_What is being asked:_
Look over the entries that follow and work out how many lines contain "jhugman". State the number only.

•••••

PR #488, opened 2021-06-17
Updating the examples documentiation

bendk:
Couple documentation updates based on my trying to get started with uniffi coding.

- Updated ruby dependencies
- Updated cargo commands
- Link to the examples dir from the manual.  These were really helpful
  for me and I think it would be great to link for others.  Is there a
  better way that a direct github link?


rfk (approved):
Great, thank you!

> Is there a better way that a direct github link?

Hrm...I can't think of a better way than this for now. In the future we may decide to actually publish some of these examples on crates.io, and if we did it would make sense to link to them there. But even highlighting the github repo is a substantial improvement 👍🏻

Issue #442, opened 2021-05-14
Kotlin errors being `FooErrorException` is awkward. 


mhammond:
eg, [`ArithmeticErrorException` here](https://github.com/mozilla/uniffi-rs/blob/9aee2083ae51fd8e3e87682a2c10370aa2213617/examples/arithmetic/tests/bindings/test_arithmetic.kts#L9) - all other bindings have the more natural `ArithmeticError` as defined in the udl.

It's grating on me in https://github.com/mozilla/application-services/pull/4068 so thought I'd ask if this really is idiomatic?

┆Issue is synchronized with this [Jira Task](https://jira.mozilla.com/browse/SYNC-2208)

rfk:
I agree this is pretty yuck :-/

Naively, it feels like the right thing to do would be to have the exception class named `ArithmeticError` just like in other bindings. If calling it "FooException" is really important for idiomatic Kotlin reasons, we could also consider translating error classes named `FooError` into `FooException` automatically in the bindings.

@grigoryk maybe you can give us a bit of a gut-check here from the PoV of a consumer? Looking at the FxA error class wrappers [here](https://github.com/mozilla-mobile/android-components/blob/bfaf514793dd20f9f12d3f551f9ff3e470f52727/components/service/firefox-accounts/src/main/java/mozilla/components/service/fxa/Exceptions.kt#L10), would it be appropriate for us to rename `fxaclient.FxaErrorException` to just `fxaclient.FxaError`?

npars:
In java a "FooError" would typically be expected to extend [Error](https://docs.oracle.com/javase/7/docs/api/java/lang/Error.html) and would be considered fatal. Meanwhile "FooException" would be expected to extend [Exception](https://docs.oracle.com/javase/7/docs/api/java/lang/Exception.html) and be non-fatal / catchable. I assume that was the original intention behind tacking on "Exception" at the end.

jhugman:
@npars is correct: from a JVM point of view, Error means something very specific. Removing an `Error` suffix before appending `Exception` may be the write thing to do here, even if low priority.

Stymergic hint: the quickest dirtiest path I can think of would be doing this in `class_name_kt` in `gen_kotlin.rs`.

grigoryk:
ditto JVM Error meaning.

I agree with @jhugman's suggestion RE dropping `Error` before the name conversion, so we end up w/ `ArithmeticException`, not `ArithmeticErrorException`.

rfk:
[...]

PR #489, opened 2021-06-17
Rename kotlin errors (#442)

bendk:


examples/arithmetic/tests/bindings/test_arithmetic.kts
```diff
@@ -6,7 +6,7 @@ assert(add(4u, 8u) == 12uL)
 try {
     sub(0u, 2u)
     throw RuntimeException("Should have thrown a IntegerOverflow exception!")
-} catch (e: ArithmeticErrorException) {
+} catch (e: ArithmeticException) {
```
rfk, line 9: OK yes, I'm one line in to the PR and already this seems much nicer 👍🏻

uniffi_bindgen/src/bindings/kotlin/gen_kotlin.rs
```diff
@@ -280,4 +280,20 @@ mod filters {
             _ => format!("{}.read({})", type_kt(type_)?, nm),
         })
     }
+
+    /// Generate a Kotlin exception name
+    ///
+    /// This replaces "Error" at the end of the name with "Exception".  Rust code typically uses
+    /// "Error" for any type of error but in the Java word, "Error" means a non-recoverable error
```
rfk, line 287: sp: "word" => "world"

uniffi_bindgen/src/bindings/kotlin/gen_kotlin.rs
```diff
@@ -280,4 +280,20 @@ mod filters {
...
+    /// and is distinguished from an "Exception".
+    pub fn exception_name_kt(error: &Error) -> Result<String, askama::Error> {
+        match error.name().strip_suffix("Error") {
+            None => Ok(error.name().to_owned()),
+            Some(trimmed) => {
+                let mut rv = trimmed.to_owned();
+                rv.push_str("Exception");
+                Ok(rv)
```
rfk, line 295: Purely as a style-consistency nit, I'm not 100% sure how to parse "rv" here - is it "return value"? I think I'd lightly prefer a more specific name like `err_name` or similar, but I don't feel strongly about it (and I'm sure there are plenty of things in this codebase that are not consistent with variable names 😅)

rfk (approved):
Great, thanks for diving in! I left a couple of style nits, feel free to take 'em or leave 'em.

Please also add a pending entry at the top of the changelog, calling out in particular that this is a breaking change for consumers.

uniffi_bindgen/src/bindings/kotlin/gen_kotlin.rs
bendk: Yeah, "rv" was supposed to mean return value.  I just pushed a new commit that has something more descriptive.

•••••

_Result of this exercise:_
2